Exercise goal:
Give back the whole listing exactly as shown.
^^^^^^^^^^^^^^^^
PR #4283, opened 2025-09-04
Fix `RedisCluster::multi()` return type

sayuprc:
Fixed `RedisCluster::multi()` incorrectly returned `Redis`.

While fixing this issue, I noticed that some other return types in `RedisCluster` differ from the latest official stubs.
Should I open a separate PR to address these discrepancies?

resolve phpstan/phpstan#13392

### DIFF
--- a/tests/PHPStan/Analyser/AnalyserIntegrationTest.php
+++ b/tests/PHPStan/Analyser/AnalyserIntegrationTest.php
@@ -1524,6 +1524,12 @@ class AnalyserIntegrationTest extends PHPStanTestCase
 		$this->assertNoErrors($errors);
 	}
 
+	public function testBug13392(): void
+	{
+		$errors = $this->runAnalyse(__DIR__ . '/nsrt/bug-13392.php');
^^^^^^^^^^^^^^^^
Worked solution:
PR #4283, opened 2025-09-04
Fix `RedisCluster::multi()` return type

sayuprc:
Fixed `RedisCluster::multi()` incorrectly returned `Redis`.

While fixing this issue, I noticed that some other return types in `RedisCluster` differ from the latest official stubs.
Should I open a separate PR to address these discrepancies?

resolve phpstan/phpstan#13392

### DIFF
--- a/tests/PHPStan/Analyser/AnalyserIntegrationTest.php
+++ b/tests/PHPStan/Analyser/AnalyserIntegrationTest.php
@@ -1524,6 +1524,12 @@ class AnalyserIntegrationTest extends PHPStanTestCase
 		$this->assertNoErrors($errors);
 	}
 
+	public function testBug13392(): void
+	{
+		$errors = $this->runAnalyse(__DIR__ . '/nsrt/bug-13392.php');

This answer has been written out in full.